PR #952, opened 2026-05-08
Port Go query planner correctness fixes

jackzampolin:
## Summary

Ports the seven Go query-engine correctness fixes from the sync plan:

- `09c050f4` / #4656: multiple filters as AND on inverted joins. Rust already behaved correctly; added regression coverage.
- `9590e105` / #4684: secondary index edge cases for subscriptions with CID filters and inverted 1-to-many ordering. Rust already behaved correctly; added regression coverage.
- `9f9d7de7` / #4633: fall back to scan node for unsupported index filters. Added planner fallback fix plus regression coverage.
- `31a03b77` / #4454: fetch orphan parent docs with `@exhaustive`. Rust already had the needed `@exhaustive` behavior; added regression coverage.
- `aec4717b` / #4657: prevent document writes after collection deletion. Added active-collection write guards plus regression coverage.
- `b486aecd` / #4712: multi-layered self-referencing relations. Fixed SDL relation resolution plus regression coverage.
- `7d011d6e` / #4709: patch new fields on collections with secondary relations. Rust already behaved correctly; added regression coverage.

## Verification

- `cargo fmt --all`
- `cargo clippy --all -- -D warnings`
- `cargo test -p query`
- `cargo test -p db`
- `PATH="/Users/johnzampolin/go/src/github.com/sourcenetwork/defradb/build:/Users/johnzampolin/go/bin:$PATH" cargo test -p integration-test --test query --test basic`

### DIFF
--- a/crates/db/src/auto_commit_mutator/batch.rs
+++ b/crates/db/src/auto_commit_mutator/batch.rs
@@ -11,6 +11,7 @@ use std::sync::Arc;
 use storage::corekv::Store;
 use tracing::warn;
 
+use super::helpers::ensure_collection_is_active;
 use crate::block_builder::{write_collection_block, write_delete_block, write_document_blocks};
 use crate::collection_loader::{get_collection_with_index_manager, get_collection_with_lazy_load};
 use crate::database::DB;
@@ -148,6 +149,7 @@ impl<S: Store + 'static> DocMutator for BatchMutator<S> {
     ) -> query::error::Result<CreateResult> {
         let (collection, datastore, index_manager) =
             get_collection_with_index_manager(&self.txn, collection_name).await?;
+        ensure_collection_is_active(&self.db, collection_name, &collection)?;
         let embedding_config = self.db.options().embedding_config();
 
         db_search::set_embedding(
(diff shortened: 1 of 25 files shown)


jackzampolin:
Addressed the review follow-ups in the latest force-push.

For item 6: `rg -n "mark_collection_created" crates/db/src/` shows the marker is only added in `create_collection_with_txn`, and the non-direct create path (`txn_registry::add_schema_in_txn`) calls that same helper. The JSON patch path does not create collections: unknown-root `add`/`copy`/`replace` returns `adding collections via patch is not supported`, so there is no separate patch-created collection path that needs marking. The `rust_txn_schema_add_and_mutate` regression still covers the supported “create collection inside txn, then write doc inside same txn” path.

For item 7: the Go #4712 fixture’s expected `SelfKind.RelativeID`s match the Rust regression exactly (`Domain -> 1`, `Route -> 0`, `Route.after -> 1`). I also reran `cargo test -p query-parse -p schema`; that includes the existing self-ref collection ID parity tests against Go (`test_self_ref_collection_id_matches_go`, `test_self_ref_complex_collection_id_matches_go`) plus schema relation/property coverage. The full `basic`/`query` integration command had already passed before this review, and I reran the full `query` integration target after the test polish.

Nits handled:
- Tightened the #4633 error assertion to the stable `unexpected type. Property: condition, Actual: bool` text.
- Reworked the #4684 subscription test to wait for the SSE connection and exactly one event with env-tunable timeouts instead of fixed sleeps.
- Left `/api/v0` paths unchanged for now, as noted.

[Task] Every line that includes "error" must be copied from the material above.

[Response for this exercise]
     ) -> query::error::Result<CreateResult> {
- Tightened the #4633 error assertion to the stable `unexpected type. Property: condition, Actual: bool` text.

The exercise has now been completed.